# DeVilbiss GB5000-2



## DanHalen (Sep 22, 2013)

My wife had an uncle that bought a Devilbiss generator (GB5000-2) years ago that she recently inherited. When we got it the fuel system was completely trashed needing a new fuel tank, fuel lines, carb rebuild, and fuel pump. After replacing the fuel system she now runs great. I just got this thing running yesterday. I went out into the garage earlier this evening and noticed a small oil puddle underneath the fuel pump. 

The new fuel pump does not bolt up like the old unit and I had to make some modifications to secure it from moving around. I used zip ties and secured it to the frame. The new fuel pump is now positioned lower than the crankcase vent and I believe it is sucking oil out of the vent from the crankcase. Would the fuel pump being lower than the crankcase vent siphon oil out of the crankcase into the fuel pump? 

Tomorrow if I have time I plan to find another home for the fuel pump and try to put it up a little higher closer to where the original fuel pump was mounted. This leads me to the next question, can I flush out the fuel pump with fresh gas to clean out the oil? I'm hoping to avoid buying another new fuel pump. Thanks in advance for your help.

NOTE: The original fuel pump part number was: 
692026 and the new fuel pump part number is: 799056


----------



## aandpdan (Oct 8, 2012)

There's a good chance that the new pump being lower is the problem. The fuel pump works by vacuum pulses.

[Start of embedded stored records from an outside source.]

PR #615, opened 2023-02-04
Simplify test execution

urbanautomaton:

### Description

Loading files for tests currently involves a lot of manually-constructed relative requires, as well as a `Dir.chdir` in the `tests/all_tests.rb` file which adjusts where requires need to be relative from.

Apart from some boilerplate, the main effect of this is that it's hard to run a single test file from the command line, as you need to edit the `all_tests.rb` file.

This makes things a bit simpler by:

* Adding the `tests` directory to the load path for the `rake test` task
* Removing the `chdir` from `all_tests.rb` to avboid a bunch of path complexity
* Replacing all relative requires with direct ones.

You can now run a single test file from the root directory of the project in a fairly standard way:

    $ ruby -Ilib:tests tests/units/test_object.rb

### Feedback

These changes seem simpler to me, but I haven't made a huge effort to investigate why the loading was the way it was. Are there any ways of running or writing tests that my changes would obstruct?

### DIFF
--- a/tests/all_tests.rb
+++ b/tests/all_tests.rb
@@ -1,8 +1,0 @@
-Dir.chdir(File.dirname(__FILE__)) do
-  Dir.glob('**/test_*.rb') do |test_case|
-    require "#{File.expand_path(File.dirname(__FILE__))}/#{test_case}"
-  end
-end
-
-# To run a single test:
-# require_relative 'units/test_lib_meets_required_version'
--- a/CONTRIBUTING.md
+++ b/CONTRIBUTING.md
@@ -81,6 +81,18 @@ In order to ensure high quality, all pull requests must meet these requirements:
   * The entire test suite must pass when `bundle exec rake default` is run from the
     project's local working copy.
 
+While working on specific features you can run individual test files or
+a group of tests using `bin/test`:
+
+    # run a single file:
+    $ bin/test tests/units/test_object.rb
+
+    # run multiple files:
+    $ bin/test tests/units/test_object.rb tests/units/test_archive.rb
+
+    # run all unit tests:
+    $ bin/test
+
 ### Continuous integration
   * All tests must pass in the project's [GitHub Continuous Integration build](https://github.com/ruby-git/ruby-git/actions?query=workflow%3ACI)
     before the pull request will be merged.
--- a/Rakefile
+++ b/Rakefile
@@ -1,16 +1,20 @@
 require 'bundler/gem_tasks'
 require 'English'
 
-require "#{File.expand_path(File.dirname(__FILE__))}/lib/git/version"
+require 'git/version'
 
 default_tasks = []
 
 desc 'Run Unit Tests'
 task :test do
-  sh 'git config --global user.email "git@example.com"' if `git config user.email`.empty?
-  sh 'git config --global user.name "GitExample"' if `git config user.name`.empty?
+  sh 'ruby bin/test'
 
-  require File.dirname(__FILE__) + '/tests/all_tests.rb'
+  # You can run individual test files (or multiple files) from the command
+  # line with:
+  #
+  # $ bin/test tests/units/test_archive.rb
+  #
+  # $ bin/test tests/units/test_archive.rb tests/units/test_object.rb
 end
 default_tasks << :test
 
--- a/bin/test
+++ b/bin/test
@@ -1,0 +1,19 @@
+#!/usr/bin/env ruby
+# frozen_string_literal: true
+
+require 'bundler/setup'
+
+`git config --global user.email "git@example.com"` if `git config user.email`.empty?
+`git config --global user.name "GitExample"` if `git config user.name`.empty?
+
+project_root = File.expand_path(File.join(__dir__, '..'))
+
+$LOAD_PATH.unshift(File.join(project_root, 'tests'))
+
+if ARGV.empty?
+  paths = Dir.glob(File.join(project_root, 'tests/**/test_*.rb'))
+else
+  paths = ARGV.map { |p| File.join(project_root, p) }
+end
+
+paths.each { |p| require p }
--- a/tests/test_helper.rb
+++ b/tests/test_helper.rb
@@ -8,21 +8,13 @@ require "git"
 
 class Test::Unit::TestCase
 
-  def set_file_paths
-    cwd = FileUtils.pwd
-    if File.directory?(File.join(cwd, 'files'))
-      @test_dir = File.join(cwd, 'files')
-    elsif File.directory?(File.join(cwd, '..', 'files'))
-      @test_dir = File.join(cwd, '..', 'files')
-    elsif File.directory?(File.join(cwd, 'tests', 'files'))
-      @test_dir = File.join(cwd, 'tests', 'files')
-    end
+  TEST_ROOT = File.expand_path(__dir__)
+  TEST_FIXTURES = File.join(TEST_ROOT, 'files')
 
-    @wdir_dot = File.expand_path(File.join(@test_dir, 'working'))
-    @wbare = File.expand_path(File.join(@test_dir, 'working.git'))
-    @index = File.expand_path(File.join(@test_dir, 'index'))
+  BARE_REPO_PATH = File.join(TEST_FIXTURES, 'working.git')
 
-    @wdir = create_temp_repo(@wdir_dot)
+  def clone_working_repo
+    @wdir = create_temp_repo('working')
   end
 
   teardown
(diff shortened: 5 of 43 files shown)


urbanautomaton:
In fact, I got a bit carried away and did a more extensive bit of tidying among the tests. The [extra work is over here](https://github.com/ruby-git/ruby-git/compare/urbanautomaton:general-test-cleaning?w=1); there are a bunch of commits because I was working in small low-risk changes, but the summary is:

* **Overall goals:**
  * make individual tests easier to run
  * clarify use of fixture repo clones
* **Steps taken:**
  * Eliminate complexity due to regular changes of working directory
  * Make individual test files runnable via `ruby -Ilib:tests path/to/test_file.rb`
  * Extract constants to refer to fixture locations
  * Reduce unnecessary cloning of certain fixture repos
  * Begin using helper methods to clarify which tests are using which fixture repo

My hope is that once that last point is completed it should be much easier to then work out which fixture repo usage can be eliminated.

I haven't pushed all that to this PR yet because I'm conscious it's a lot to review and spare time is precious, but if any of that sounds of use, I'll be glad to include it.

tests/all_tests.rb
```diff
@@ -1,8 +1,9 @@
...
-    require "#{File.expand_path(File.dirname(__FILE__))}/#{test_case}"
-  end
+Dir.glob('tests/**/test_*.rb') do |test_case|
+  require File.expand_path(test_case)
 end
 
-# To run a single test:
-# require_relative 'units/test_lib_meets_required_version'
+# To run a single test, comment the above and uncomment:
+# require 'tests/units/test_lib_meets_required_version'
```
jcouball: I think we should REMOVE the recommendation in the comment above to edit this file to run a single test and just leave the comment below about running a single test from the command line.

tests/all_tests.rb
```diff
@@ -1,8 +1,9 @@
-Dir.chdir(File.dirname(__FILE__)) do
-  Dir.glob('**/test_*.rb') do |test_case|
-    require "#{File.expand_path(File.dirname(__FILE__))}/#{test_case}"
-  end
+Dir.glob('tests/**/test_*.rb') do |test_case|
+  require File.expand_path(test_case)
```
jcouball: How about this to avoid 39 calls to `File.expand_path`:

```ruby
require test_case[6..-1]
```

jcouball:
> These changes seem simpler to me, but I haven't made a huge effort to investigate why the loading was the way it was. Are there any ways of running or writing tests that my changes would obstruct?

Not that I know of. If there is, they are unknown to me. These changes look like a step in the right direction to me.

I haven't had the chance to look at your extra work yet.

jcouball:
@urbanautomaton I did want to get your feedback on an alternate idea to run individual tests. Is it a good idea or too hacky?

What if you could simply run a single test right from the rake command line:

```shell
$ rake test tests/units/test_archive.rb                             
Loaded suite /Users/james/.asdf/installs/ruby/3.2.0/bin/rake
Started
.
Finished in 0.273002 seconds.
-------------------------------------------------------------------------------------------------------------------------------------------------------------------
1 tests, 15 assertions, 0 failures, 0 errors, 0 pendings, 0 omissions, 0 notifications
100% passed
-------------------------------------------------------------------------------------------------------------------------------------------------------------------
3.66 tests/s, 54.94 assertions/s
$
```
or multiple tests:

```shell
rake test tests/units/test_archive.rb tests/units/test_worktree.rb      
Loaded suite /Users/james/.asdf/installs/ruby/3.2.0/bin/rake
Started
.....
Finished in 0.860063 seconds.
-------------------------------------------------------------------------------------------------------------------------------------------------------------------
5 tests, 28 assertions, 0 failures, 0 errors, 0 pendings, 0 omissions, 0 notifications
100% passed
-------------------------------------------------------------------------------------------------------------------------------------------------------------------
5.81 tests/s, 32.56 assertions/s
$
```

Here is the rake code that enables it:

```ruby
desc 'Run Unit Tests'
task :test do
  sh 'git config --global user.email "git@example.com"' if `git config user.email`.empty?
  sh 'git config --global user.name "GitExample"' if `git config user.name`.empty?

  $LOAD_PATH << 'tests'

  test_files = []
  if (test_index = ARGV.index('test'))
    (test_index + 1 .. ARGV.size - 1).each do |i|
      break unless ARGV[i] =~ /^tests\//
      test_files << ARGV[i][6..-1]
    end
  end
  test_files << 'all_tests' if test_files.empty?

  test_files.each { |test_file| require test_file }
end
```

tests/all_tests.rb
urbanautomaton: I was a bit unsure whether the intent of the array slicing would be clear to the reader; instead I've managed to get `Dir.glob` spitting out full absolute paths that can be directly `require`d without further manipulation. I've pushed an amended commit, see what you think?

urbanautomaton:
Thanks for the review!

On the rake modification: I know what you mean, it'd be nice to have a single entry point for running tests, and I did consider trying to pass the file args via rake.

The thing that makes me wary of using `ARGV` in rake tasks though is that it's kinda fighting against the way rake itself handles task arguments (i.e. the official rake way of passing in args would be `rake test[path/to/file_1.rb,path/to/file_2.rb]`). And in this case, it relies on `test` being the only task invoked, otherwise the `ARGV` offsets used would be wrong, so I think it's a bit fragile.

If we did want a single entry point capable of running all tests, one test or a subset of tests, I might be tempted to introduce a very simple `bin/test` executable to handle those use cases. This could become the documented way of running tests for contributors, and the rake task could remain for CI purposes, just invoking that executable to run all tests. What do you think?

tests/all_tests.rb
urbanautomaton: In fact `all_tests.rb` felt pointlessly small now so I've gotten rid of it and pushed the glob up to the rake task.

jcouball:
> And in this case, it relies on test being the only task invoked, otherwise the ARGV offsets used would be wrong, so I think it's a bit fragile.

The way I have implemented it allows other tasks to be passed on the command line like:

```text
rake build test tests/units/test_archive.rb tests/units/test_profile.rb yardstick
```

It does work against rake's built in method for passing args, but I find that method to be a bit cumbersome since the square brackets need escaping in zsh. 

Does that help?

jcouball:
Also, I reviewed the "extra work" you did and would love it if those commits were added to this PR. I will squash them all into one commit when I merge to master.

urbanautomaton:
Okay cool, I've pulled in those extra commits. 👍🏻 

> The way I have implemented it allows other tasks to be passed on the command line[...]

Ah yes, I'd missed that you're scanning forwards for the first `ARGV` entry that looks like a test file. And agreed that the square-bracket syntax is super cumbersome; I don't think it's a good fit here at all. 👍🏻

TBH my instinct is that we'd still be working around rake's official way of doing things though, which is likely to be a bit fragile and maybe cause developer confusion. So my leaning would remain towards having a separate test runner executable; [I've sketched out what that might look like here](https://github.com/ruby-git/ruby-git/commit/120b3ccb5d8a41c3d6871feb64fb16f6a358402e), see what you think!

jcouball:
> Okay cool, I've pulled in those extra commits. 👍🏻

Looks like you broke a test on Windows. Can you take a stab at fixing it? I am guessing since you didn't notice these broken tests, you aren't running windows. Neither do I... so I'd have to guess a solution and then commit the changes to see if the CI tests pass.

> TBH my instinct is that we'd still be working around rake's official way of doing things though, which is likely to be a bit fragile and maybe cause developer confusion. So my leaning would remain towards having a separate test runner executable; [I've sketched out what that might look like here](https://github.com/ruby-git/ruby-git/commit/120b3ccb5d8a41c3d6871feb64fb16f6a358402e), see what you think!

Yes, you convinced me.  Please add your changes to this PR. If documentation for how tests are run needs to be updated, please do that too. Maybe we should add a bullet in [this section of CONTRIBUTING.md](https://github.com/ruby-git/ruby-git/blob/master/CONTRIBUTING.md#unit-tests) that says something about how to run one or more specific test files.

urbanautomaton:
Okay cool - I fixed the windows jobs by backing out one of the smaller changes I made. I'm not sure of the exact cause but there's definitely something suspect going on in the tests that use multiple interlinked fixture repos, and I think that's best left to be investigated later.

Otherwise I've added the test runner executable and documented it in `CONTRIBUTING.md`, and squashed everything into an omnibus commit with a summary commit message. Ooh, and I added one final cheeky change which was to rename `#set_file_paths` to `#clone_working_repo` because that's all that method does now.

I'm definitely stopping there for the moment though; from my end it's ready to go. 😅

jcouball (approved):
I have reviewed all changes. These are welcome changes. Nice job!

jcouball:
This PR:

* Reduced lines of code for code in the tests directory tree by 5% (from 2,700 to 2,555 lines of code)
* Reduced the time it takes to run the entire test suite (on my machine) by 12% (from 27.5 seconds to 24.4 seconds)
* Made it easier to run a single test file or multiple test files so contributors will have less to figure out.
* In many cases, simplified tests so they are easier to understand (and duplicate if needed).

On the whole, this PR removed a lot of tech debt and made this gem easier to change.

Great job Simon (@urbanautomaton )! This is a great contribution!

PR #622, opened 2023-02-21
Refactor error thrown when a git command fails

jcouball:

### Description
In preparation for refactoring how Git commands are executed by this gem (see #617), add two new classes: `Git::FailedError` and `Git::SignaledError` to indicate different failure conditions when running the Git CLI.

* `Git::FailedError` is raised when the `git` command returns a non-zero exitstatus.
* `Git::Signaled` is raised when the `git` command fails because of an uncaught signal (like a kill signal).

Both of these new errors derive from `Git::GitExecuteError` so existing code that was rescuing this error will still work as before.

Both of these new errors expect to be initialized with an instance of another new class added in this PR: `Git::CommandLineResult`. Objects of this class capture:

* the git command executed
* the resulting Process::Status
* the command's stdout
* the command's stderr

The intent is to give callers better context as to the type of error (non-zero exitstatus vs. uncaught signal) as well as provide better context as to the command executed, the ending status of the process (including exitstatus or signal #), and the captured command line output.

Relocate it if you can OR you can still get the original 692026 pump (Ebay has them) and put it back as it was.


----------



## DanHalen (Sep 22, 2013)

Ok aandpdan that's what I was thinking. I relocated the fuel pump basically in the same spot as the old fuel pump and gave it a test run. It started the first pull and I let it run for 30 minutes. It ran smooth as silk and I ran a few tests on it. I'm getting right around 120 V on the 120 side and 240 V on the 240 side. I'm thinking about getting a transfer switch so with that in mind what would you recommend? I was thinking about going to Lowe's to pick one up. Would this guy work? (Shop Reliance 10-Circuit Transfer Switch Kit with 30-Amp Inlet Box at Lowes.com)

I would like to have the option to upgrade to a larger generator in the future and not have to worry about replacing my transfer switch.


----------



## aandpdan (Oct 8, 2012)

Depending upon what circuit breaker panel you have I'd suggest an interlock. If you can get one from the panel manufacturer they're very inexpensive. Mine was less than $40.

One advantage is that you can choose ANY circuit in the house to run. Yes, you still have to watch the load.


----------